**Task**
Go over the records and copy every line with the string "Since".

Collected data entries
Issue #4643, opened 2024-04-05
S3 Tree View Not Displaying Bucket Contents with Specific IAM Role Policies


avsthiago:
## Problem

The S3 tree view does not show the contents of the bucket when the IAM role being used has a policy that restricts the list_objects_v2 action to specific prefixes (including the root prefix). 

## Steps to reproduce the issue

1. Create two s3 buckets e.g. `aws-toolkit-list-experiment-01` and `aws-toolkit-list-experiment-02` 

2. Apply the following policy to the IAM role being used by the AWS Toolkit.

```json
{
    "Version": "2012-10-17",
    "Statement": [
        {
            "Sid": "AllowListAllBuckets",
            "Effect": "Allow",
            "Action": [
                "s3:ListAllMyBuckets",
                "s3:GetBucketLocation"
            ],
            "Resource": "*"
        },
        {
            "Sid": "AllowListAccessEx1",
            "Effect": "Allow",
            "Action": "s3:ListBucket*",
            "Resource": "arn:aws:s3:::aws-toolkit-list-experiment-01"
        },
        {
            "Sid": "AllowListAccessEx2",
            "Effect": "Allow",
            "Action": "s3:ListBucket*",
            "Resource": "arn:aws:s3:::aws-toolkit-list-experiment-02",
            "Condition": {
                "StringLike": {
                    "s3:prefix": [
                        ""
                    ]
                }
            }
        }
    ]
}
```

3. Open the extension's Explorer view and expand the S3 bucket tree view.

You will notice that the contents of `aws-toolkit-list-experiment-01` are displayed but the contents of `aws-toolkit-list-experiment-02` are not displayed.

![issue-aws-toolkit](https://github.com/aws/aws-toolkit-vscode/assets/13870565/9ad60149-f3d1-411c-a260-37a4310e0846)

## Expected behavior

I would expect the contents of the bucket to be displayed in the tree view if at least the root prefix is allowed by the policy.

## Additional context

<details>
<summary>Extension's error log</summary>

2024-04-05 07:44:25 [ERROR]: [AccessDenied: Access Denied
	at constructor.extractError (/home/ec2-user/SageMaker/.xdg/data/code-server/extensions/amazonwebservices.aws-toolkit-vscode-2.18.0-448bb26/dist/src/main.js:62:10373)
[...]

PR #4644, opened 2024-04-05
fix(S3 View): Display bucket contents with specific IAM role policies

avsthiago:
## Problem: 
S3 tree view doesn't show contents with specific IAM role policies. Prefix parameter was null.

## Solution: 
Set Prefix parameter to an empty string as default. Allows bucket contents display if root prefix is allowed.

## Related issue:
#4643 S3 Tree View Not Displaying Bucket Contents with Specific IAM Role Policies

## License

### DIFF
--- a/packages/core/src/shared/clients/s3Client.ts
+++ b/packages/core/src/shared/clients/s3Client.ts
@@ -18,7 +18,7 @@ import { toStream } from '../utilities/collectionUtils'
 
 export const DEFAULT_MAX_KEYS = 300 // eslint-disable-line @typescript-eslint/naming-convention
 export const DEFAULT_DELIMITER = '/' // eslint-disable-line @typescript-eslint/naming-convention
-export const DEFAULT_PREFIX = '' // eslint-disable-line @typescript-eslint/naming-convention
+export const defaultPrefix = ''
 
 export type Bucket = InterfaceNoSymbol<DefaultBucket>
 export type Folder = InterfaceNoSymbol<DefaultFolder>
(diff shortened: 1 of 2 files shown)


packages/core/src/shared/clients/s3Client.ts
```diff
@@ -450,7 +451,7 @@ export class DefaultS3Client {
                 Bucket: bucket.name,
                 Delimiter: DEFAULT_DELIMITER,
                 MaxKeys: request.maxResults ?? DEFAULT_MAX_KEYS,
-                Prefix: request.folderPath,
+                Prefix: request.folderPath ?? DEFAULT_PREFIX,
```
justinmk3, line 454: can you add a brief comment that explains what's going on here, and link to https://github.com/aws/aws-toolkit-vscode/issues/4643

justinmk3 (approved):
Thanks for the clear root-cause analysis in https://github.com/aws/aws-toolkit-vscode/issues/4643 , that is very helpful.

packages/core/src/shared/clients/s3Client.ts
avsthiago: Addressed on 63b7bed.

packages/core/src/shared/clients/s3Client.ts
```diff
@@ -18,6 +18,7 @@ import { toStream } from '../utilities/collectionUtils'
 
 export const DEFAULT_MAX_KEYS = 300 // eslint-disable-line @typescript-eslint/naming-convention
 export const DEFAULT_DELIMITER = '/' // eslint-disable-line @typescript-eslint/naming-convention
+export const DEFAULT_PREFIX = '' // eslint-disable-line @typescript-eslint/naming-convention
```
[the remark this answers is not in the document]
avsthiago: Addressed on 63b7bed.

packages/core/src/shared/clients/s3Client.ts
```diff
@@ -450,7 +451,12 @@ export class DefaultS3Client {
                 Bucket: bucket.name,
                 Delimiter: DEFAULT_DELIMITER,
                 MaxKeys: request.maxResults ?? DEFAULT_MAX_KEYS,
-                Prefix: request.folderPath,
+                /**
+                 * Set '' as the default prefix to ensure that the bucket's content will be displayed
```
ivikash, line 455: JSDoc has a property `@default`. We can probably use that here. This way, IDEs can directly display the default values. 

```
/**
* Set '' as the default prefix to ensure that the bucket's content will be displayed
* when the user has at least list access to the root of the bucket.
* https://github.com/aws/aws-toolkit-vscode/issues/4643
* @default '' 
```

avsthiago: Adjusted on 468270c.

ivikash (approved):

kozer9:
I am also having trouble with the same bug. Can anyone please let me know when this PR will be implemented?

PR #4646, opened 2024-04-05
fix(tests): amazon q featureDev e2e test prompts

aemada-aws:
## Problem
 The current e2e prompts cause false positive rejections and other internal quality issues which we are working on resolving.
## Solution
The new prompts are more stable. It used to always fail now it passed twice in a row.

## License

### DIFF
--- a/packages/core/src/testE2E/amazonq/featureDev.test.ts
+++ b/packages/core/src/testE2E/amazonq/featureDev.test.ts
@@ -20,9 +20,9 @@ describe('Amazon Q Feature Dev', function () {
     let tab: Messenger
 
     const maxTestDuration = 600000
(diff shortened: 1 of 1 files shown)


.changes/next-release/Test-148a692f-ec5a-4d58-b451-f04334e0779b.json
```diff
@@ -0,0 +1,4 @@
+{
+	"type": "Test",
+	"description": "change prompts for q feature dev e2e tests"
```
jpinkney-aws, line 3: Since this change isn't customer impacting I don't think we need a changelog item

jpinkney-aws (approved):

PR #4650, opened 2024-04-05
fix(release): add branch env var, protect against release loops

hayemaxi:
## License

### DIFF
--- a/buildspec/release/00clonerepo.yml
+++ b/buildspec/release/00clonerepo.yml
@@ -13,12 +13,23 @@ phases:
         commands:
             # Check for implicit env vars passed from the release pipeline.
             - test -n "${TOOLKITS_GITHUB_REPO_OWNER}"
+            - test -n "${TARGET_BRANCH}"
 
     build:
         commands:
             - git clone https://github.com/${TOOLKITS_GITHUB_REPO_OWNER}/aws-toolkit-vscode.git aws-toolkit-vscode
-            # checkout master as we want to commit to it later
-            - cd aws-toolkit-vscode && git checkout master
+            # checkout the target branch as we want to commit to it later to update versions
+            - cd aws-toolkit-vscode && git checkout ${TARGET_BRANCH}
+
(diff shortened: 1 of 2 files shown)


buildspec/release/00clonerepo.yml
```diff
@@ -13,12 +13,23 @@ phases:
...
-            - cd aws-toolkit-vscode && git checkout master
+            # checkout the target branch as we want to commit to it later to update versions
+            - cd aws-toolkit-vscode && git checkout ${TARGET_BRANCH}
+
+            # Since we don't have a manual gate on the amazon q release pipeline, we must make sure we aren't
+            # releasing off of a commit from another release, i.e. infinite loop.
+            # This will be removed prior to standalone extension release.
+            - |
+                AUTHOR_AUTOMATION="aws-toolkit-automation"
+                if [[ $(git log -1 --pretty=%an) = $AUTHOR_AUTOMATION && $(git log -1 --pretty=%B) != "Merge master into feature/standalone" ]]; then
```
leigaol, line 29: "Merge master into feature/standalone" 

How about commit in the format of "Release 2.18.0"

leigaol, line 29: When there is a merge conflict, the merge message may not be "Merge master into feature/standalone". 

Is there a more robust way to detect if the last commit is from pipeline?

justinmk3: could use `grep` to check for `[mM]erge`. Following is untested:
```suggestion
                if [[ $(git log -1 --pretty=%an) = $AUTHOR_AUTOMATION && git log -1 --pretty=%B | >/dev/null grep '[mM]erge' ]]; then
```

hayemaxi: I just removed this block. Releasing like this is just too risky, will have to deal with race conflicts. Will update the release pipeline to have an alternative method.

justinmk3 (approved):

**Solution**
jpinkney-aws, line 3: Since this change isn't customer impacting I don't think we need a changelog item
+            # Since we don't have a manual gate on the amazon q release pipeline, we must make sure we aren't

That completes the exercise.